Oumelkhary a expliqué à IRIN que les rêves de fortune de sa famille s’étaient transformés en cauchemar pour elle, lorsqu’elle avait été violée par un cousin alors qu’elle attendait d’être présentée à de riches prétendants, en Arabie saoudite.
« [Pour sauver la face], ma famille s’est arrangée avec lui pour qu’il fasse de moi sa femme et me ramène au pays [en Mauritanie] », a confié Oumelkhary à IRIN. « Je me suis retrouvée servante chez lui. Il a commencé à me battre dès que ma famille est partie. J’ai parlé à mon père de mes souffrances incessantes pour mettre fin à cette terrible relation ».
Mais même après que sa famille fut intervenue pour l’aider à obtenir le divorce un an après son mariage, a-t-elle poursuivi, son père a tenté de nouveau de la vendre en mariage en Arabie saoudite.
Rabie Ould Idomou, un ami de la famille, a expliqué à IRIN qu’il était alors intervenu et avait adopté Oumelkhary afin de pouvoir devenir son tuteur légal et veiller à ce qu’elle reste en Mauritanie. « Elle doit se remettre [du traumatisme de son enfance] en toute justice et en toute tranquillité », a-t-il estimé.
M. Idomou a expliqué à IRIN qu’après avoir obtenu l’approbation du père de la fillette, il tentait aujourd’hui de l’inscrire à l’école.
La loi de qui ?
Si l’âge légal du mariage est de 18 ans en Mauritanie, en vertu du code national de la famille, nombre d’habitants de ce pays essentiellement peuplé de musulmans observent un code religieux tout autre.
« Il est acceptable, dans la religion musulmane, d’épouser une fillette de six ans, mais tout contact physique doit attendre qu’elle ait atteint sa maturité biologique », a expliqué à IRIN Hamden Ould Tah, secrétaire général de l’Association des oulémas (érudits musulmans) de Mauritanie.
Selon Hussein Ould Medo, analyste culturel, auteur et professeur, les mariages d’enfants sont encore monnaie courante en Mauritanie et peuvent être considérés comme le moyen de rejeter ce que certains perçoivent comme les maux de la modernisation. « C’est une façon de lutter contre un changement radical ou contre une modernisation négative ».
Selon une source du gouvernement, il est difficile de déterminer le taux de mariages précoces en Mauritanie.
« On ignore le taux véritable de ces mariages car la plupart des cas ne sont pas déclarés en tant que mariages officiels et parce qu’il n’existe aucune statistique au [ministère de la Promotion des femmes et des familles] », a expliqué Aminetou Mint Takki, directrice au ministère, ajoutant que tout cas de non-respect de l’âge légal du mariage, tel qu’il a été fixé dans le code de la famille, serait sanctionné.
Toutefois, cette loi n’est guère utile pour certaines filles du pays, à en croire Aminetou Mint Moctar, présidente de l’Association des femmes chefs de famille. « Le [code de la famille] n’est pas appliqué pour protéger les plus pauvres et les personnes sans instruction ».

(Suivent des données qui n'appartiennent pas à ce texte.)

PR #338, opened 2024-07-12
Validate file ID for path traversal

matszczygiel:


changelog.md
```diff
@@ -2,6 +2,7 @@
 ### **Fresh air**
 ---
 * Remove support for deprecated, unsecure protocols V1, V2, V4 and V5
+* Sanitaze file ID before downloading a file, to prevent the temporary file from being allowed to traverse parent dirs
```
Lipt0nas, line 5:
```suggestion
* Sanitize file ID before downloading a file, to prevent the temporary file from being allowed to traverse parent dirs
```

drop-transfer/src/ws/server/mod.rs
```diff
@@ -1164,9 +1165,24 @@ fn validate_subpath_for_download(subpath: &FileSubPath) -> crate::Result<()> {
     Ok(())
 }
 
+/// Check file ID for illegal characters so that the temp file is not created in
+/// parent directories
+fn validate_file_id_for_download(file_id: &FileId) -> crate::Result<()> {
+    // Ideally we would allow only alphanumeric characters but we use URL base64
+    // which allows for more
+    const DISALLOWED: &[char] = &['.', '/', '\\', ':'];
```
Lipt0nas, line 1173: since Base64 consists of alphanumeric chars + 3, maybe it would be better to have a whitelist as opposed to a blacklist for chars?

changelog.md
matszczygiel: Good catch :+1:

drop-transfer/src/ws/server/mod.rs
matszczygiel: Yeah, that would make sense as well. Lemme change this accordingly

changelog.md
matszczygiel: Done

drop-transfer/src/ws/server/mod.rs
matszczygiel: Done

Lipt0nas (approved):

Ainsi, en 2006, plus de 14 millions de filles de moins de 18 ans ont été forcées à se marier en Afrique subsaharienne, selon les Nations Unies.

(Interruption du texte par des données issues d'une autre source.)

PR #340, opened 2024-07-29
FILE-613: retrieve private key always

LukasPukenis:
Private key retrieval was previously done on `device::new()` once and stored, however API users sometimes hcange the private key and need to recreate libdrop instance. However it's no tthe ideal way of doing things and thus this PR just queries for the private key each time it needs.

### DIFF
--- a/norddrop/src/device.rs
+++ b/norddrop/src/device.rs
@@ -5,7 +5,7 @@ use std::{
 };
 
 use drop_analytics::DeveloperExceptionEventData;
-use drop_auth::{PublicKey, SecretKey};
+use drop_auth::{PublicKey, SecretKey, PUBLIC_KEY_LENGTH, SECRET_KEY_LENGTH};
 use drop_config::{Config, DropConfig, MooseConfig};
 use drop_storage::types::Transfer as TransferInfo;
 use drop_transfer::{auth, utils::Hidden, Event, FileToSend, OutgoingTransfer, Service, Transfer};
@@ -15,7 +15,7 @@ use tokio::{
     task::JoinHandle,
 };
 
-use crate::{event, TransferDescriptor};
+use crate::{event, KeyStore, TransferDescriptor};
 
 pub type Result<T = ()> = std::result::Result<T, crate::LibdropError>;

Oumelkhary a confié à IRIN qu’elle espérait être la dernière victime de ces mariages précoces. « J’espère jouer et aller à l’école comme tous les enfants. Je ne pardonnerai jamais mon père ni mon cousin pour ce qu’ils [m’ont] fait. Je prie pour être la dernière fille à endurer cette douleur et cette humiliation ».